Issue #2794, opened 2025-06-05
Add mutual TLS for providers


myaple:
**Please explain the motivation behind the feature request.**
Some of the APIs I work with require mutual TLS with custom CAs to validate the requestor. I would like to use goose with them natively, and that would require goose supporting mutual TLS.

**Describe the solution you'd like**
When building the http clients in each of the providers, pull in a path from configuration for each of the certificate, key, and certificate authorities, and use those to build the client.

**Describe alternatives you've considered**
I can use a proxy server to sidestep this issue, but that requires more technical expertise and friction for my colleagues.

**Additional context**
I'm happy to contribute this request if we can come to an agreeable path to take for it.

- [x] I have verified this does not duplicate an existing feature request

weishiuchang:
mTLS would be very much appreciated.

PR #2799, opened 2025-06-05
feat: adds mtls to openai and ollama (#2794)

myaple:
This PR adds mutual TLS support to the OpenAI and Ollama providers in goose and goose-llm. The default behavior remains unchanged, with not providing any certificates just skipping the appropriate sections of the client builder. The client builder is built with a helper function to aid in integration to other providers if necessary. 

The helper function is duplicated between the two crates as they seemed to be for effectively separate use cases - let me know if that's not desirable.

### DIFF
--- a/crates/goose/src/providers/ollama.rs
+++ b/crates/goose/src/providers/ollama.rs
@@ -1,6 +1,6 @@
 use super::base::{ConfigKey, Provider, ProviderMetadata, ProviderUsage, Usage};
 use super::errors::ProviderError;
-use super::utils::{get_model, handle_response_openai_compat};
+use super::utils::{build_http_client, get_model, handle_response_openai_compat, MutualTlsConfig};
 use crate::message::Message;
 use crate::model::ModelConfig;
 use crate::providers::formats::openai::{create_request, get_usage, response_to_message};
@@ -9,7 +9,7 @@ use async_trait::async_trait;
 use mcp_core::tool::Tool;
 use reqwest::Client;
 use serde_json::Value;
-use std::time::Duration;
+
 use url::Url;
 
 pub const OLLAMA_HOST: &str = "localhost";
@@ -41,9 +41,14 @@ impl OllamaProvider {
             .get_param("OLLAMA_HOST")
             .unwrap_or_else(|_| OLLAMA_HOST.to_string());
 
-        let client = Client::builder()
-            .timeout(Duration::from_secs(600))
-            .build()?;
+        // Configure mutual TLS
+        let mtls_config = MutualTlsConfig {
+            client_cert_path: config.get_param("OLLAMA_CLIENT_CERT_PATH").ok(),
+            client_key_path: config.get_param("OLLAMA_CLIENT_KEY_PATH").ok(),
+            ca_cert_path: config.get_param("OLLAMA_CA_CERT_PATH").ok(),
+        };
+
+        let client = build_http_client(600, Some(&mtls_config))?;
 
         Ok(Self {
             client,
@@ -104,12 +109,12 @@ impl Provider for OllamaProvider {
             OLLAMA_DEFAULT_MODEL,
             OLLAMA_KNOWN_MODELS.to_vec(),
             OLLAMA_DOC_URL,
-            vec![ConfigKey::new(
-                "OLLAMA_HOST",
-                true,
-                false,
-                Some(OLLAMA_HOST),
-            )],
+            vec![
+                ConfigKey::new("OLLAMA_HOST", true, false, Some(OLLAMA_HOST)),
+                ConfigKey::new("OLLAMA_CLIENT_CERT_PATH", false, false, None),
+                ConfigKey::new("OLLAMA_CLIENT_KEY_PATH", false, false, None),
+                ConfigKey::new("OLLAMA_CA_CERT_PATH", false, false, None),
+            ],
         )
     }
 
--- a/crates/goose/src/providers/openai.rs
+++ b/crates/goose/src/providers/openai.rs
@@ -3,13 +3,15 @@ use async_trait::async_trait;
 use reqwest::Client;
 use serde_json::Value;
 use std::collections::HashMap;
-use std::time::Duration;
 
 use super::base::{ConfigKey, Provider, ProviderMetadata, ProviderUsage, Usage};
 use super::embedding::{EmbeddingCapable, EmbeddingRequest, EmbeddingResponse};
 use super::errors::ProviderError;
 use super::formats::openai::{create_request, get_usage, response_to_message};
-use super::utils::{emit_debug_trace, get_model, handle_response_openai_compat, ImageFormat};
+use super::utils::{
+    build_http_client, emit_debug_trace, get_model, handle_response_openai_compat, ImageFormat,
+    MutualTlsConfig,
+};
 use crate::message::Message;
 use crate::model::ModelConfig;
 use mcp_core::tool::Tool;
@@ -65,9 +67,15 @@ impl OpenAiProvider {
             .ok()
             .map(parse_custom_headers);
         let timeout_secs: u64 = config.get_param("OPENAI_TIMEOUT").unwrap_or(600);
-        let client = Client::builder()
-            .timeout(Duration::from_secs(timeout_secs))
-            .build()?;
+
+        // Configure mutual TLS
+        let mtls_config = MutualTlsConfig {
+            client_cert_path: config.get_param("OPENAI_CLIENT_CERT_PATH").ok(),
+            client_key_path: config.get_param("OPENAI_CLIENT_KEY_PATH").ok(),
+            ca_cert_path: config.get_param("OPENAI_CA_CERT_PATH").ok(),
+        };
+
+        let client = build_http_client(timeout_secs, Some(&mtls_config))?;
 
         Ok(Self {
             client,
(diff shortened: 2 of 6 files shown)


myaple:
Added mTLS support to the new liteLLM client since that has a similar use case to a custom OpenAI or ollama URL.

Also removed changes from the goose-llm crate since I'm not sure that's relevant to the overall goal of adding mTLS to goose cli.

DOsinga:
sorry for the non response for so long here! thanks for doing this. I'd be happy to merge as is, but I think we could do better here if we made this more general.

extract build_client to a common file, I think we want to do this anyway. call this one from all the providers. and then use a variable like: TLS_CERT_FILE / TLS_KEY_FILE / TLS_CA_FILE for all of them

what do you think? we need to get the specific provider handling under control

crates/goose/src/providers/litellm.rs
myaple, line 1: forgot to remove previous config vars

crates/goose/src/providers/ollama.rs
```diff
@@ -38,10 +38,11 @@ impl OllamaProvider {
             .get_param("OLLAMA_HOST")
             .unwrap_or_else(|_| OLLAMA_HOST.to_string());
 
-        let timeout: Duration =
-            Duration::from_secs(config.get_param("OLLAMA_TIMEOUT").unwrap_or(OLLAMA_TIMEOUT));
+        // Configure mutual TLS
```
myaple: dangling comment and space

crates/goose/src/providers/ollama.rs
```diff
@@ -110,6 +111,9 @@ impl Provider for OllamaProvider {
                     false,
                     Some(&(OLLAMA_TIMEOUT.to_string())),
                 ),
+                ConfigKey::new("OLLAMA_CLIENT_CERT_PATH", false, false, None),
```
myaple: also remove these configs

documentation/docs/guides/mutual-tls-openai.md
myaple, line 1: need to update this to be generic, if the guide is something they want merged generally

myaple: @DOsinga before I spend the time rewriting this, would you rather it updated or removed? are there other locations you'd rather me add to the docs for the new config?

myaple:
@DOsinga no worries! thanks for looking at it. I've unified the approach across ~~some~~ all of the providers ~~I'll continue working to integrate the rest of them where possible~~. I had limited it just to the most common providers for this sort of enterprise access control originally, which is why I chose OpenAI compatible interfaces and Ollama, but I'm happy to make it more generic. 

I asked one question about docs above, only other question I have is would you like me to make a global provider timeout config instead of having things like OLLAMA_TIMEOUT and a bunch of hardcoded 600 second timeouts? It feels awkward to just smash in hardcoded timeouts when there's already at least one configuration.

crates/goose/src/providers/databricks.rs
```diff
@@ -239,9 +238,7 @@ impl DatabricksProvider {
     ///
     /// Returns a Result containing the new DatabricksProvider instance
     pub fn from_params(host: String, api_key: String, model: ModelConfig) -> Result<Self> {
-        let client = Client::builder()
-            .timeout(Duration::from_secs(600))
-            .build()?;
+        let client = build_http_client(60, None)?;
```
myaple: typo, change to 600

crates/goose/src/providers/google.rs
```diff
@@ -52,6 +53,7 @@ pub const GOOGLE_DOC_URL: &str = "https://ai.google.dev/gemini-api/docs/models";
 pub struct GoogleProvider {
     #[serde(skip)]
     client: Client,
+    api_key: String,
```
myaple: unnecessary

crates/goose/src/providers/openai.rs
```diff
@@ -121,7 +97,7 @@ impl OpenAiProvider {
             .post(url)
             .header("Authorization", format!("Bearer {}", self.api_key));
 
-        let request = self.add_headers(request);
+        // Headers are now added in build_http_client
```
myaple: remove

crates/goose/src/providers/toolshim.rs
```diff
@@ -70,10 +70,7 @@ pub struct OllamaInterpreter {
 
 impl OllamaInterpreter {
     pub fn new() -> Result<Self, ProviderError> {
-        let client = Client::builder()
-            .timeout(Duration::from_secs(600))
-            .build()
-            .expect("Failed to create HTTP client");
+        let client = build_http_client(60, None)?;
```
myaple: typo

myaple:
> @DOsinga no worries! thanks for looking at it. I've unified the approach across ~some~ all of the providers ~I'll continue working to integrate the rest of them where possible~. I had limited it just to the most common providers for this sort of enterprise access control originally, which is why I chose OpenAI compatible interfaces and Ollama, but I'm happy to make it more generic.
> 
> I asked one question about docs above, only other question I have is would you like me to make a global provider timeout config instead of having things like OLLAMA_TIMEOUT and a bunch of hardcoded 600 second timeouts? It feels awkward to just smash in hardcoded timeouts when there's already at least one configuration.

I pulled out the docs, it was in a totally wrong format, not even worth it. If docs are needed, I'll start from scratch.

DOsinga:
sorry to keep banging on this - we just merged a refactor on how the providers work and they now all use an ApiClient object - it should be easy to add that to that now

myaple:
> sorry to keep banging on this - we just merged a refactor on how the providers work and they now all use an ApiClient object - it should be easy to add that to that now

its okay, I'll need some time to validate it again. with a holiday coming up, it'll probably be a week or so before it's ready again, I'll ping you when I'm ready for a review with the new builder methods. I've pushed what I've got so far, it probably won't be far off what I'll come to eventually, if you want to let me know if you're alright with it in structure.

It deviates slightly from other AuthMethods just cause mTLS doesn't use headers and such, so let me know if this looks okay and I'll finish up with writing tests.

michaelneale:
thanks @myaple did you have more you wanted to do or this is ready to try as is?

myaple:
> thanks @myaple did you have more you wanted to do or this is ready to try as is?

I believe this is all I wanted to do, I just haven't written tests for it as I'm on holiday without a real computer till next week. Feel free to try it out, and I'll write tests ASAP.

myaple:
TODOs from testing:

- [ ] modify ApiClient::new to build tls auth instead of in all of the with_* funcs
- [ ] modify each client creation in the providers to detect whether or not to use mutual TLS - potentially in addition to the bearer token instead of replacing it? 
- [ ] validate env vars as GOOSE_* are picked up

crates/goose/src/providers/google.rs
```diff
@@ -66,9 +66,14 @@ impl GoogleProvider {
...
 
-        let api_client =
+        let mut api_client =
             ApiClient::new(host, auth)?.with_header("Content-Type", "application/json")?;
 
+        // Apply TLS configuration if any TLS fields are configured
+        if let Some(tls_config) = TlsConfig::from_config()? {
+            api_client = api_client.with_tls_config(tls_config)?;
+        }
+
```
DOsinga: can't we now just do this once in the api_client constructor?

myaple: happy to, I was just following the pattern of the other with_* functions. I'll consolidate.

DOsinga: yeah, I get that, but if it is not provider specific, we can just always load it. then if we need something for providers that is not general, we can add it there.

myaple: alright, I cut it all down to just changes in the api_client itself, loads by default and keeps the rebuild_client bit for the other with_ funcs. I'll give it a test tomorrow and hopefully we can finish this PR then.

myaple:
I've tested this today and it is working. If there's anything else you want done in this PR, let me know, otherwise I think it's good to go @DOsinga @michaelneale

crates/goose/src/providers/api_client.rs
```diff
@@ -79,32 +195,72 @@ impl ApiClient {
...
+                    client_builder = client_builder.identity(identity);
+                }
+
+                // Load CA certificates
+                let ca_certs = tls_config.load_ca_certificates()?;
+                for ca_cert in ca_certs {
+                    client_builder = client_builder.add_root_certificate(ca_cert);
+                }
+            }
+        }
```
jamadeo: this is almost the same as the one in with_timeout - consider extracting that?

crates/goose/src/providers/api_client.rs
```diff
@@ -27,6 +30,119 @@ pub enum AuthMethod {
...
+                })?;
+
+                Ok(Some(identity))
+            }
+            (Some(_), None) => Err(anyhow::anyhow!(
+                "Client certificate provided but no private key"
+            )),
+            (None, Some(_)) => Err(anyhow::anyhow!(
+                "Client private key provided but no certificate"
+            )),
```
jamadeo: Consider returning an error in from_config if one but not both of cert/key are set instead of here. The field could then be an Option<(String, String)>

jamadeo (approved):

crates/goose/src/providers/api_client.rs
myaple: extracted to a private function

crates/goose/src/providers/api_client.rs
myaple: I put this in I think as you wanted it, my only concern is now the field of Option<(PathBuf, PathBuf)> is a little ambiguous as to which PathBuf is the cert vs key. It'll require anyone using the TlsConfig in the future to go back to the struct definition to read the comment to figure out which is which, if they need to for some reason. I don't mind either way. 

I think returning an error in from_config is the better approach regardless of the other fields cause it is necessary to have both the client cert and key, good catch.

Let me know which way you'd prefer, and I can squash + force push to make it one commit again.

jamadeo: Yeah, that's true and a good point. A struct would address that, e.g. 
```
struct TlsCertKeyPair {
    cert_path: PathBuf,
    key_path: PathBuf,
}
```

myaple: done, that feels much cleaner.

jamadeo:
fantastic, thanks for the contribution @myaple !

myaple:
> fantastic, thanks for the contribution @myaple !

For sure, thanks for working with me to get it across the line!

________________________

Copy every line from the data that includes the string "DatabricksProvider".

Task solution ▸
@@ -239,9 +238,7 @@ impl DatabricksProvider {
     /// Returns a Result containing the new DatabricksProvider instance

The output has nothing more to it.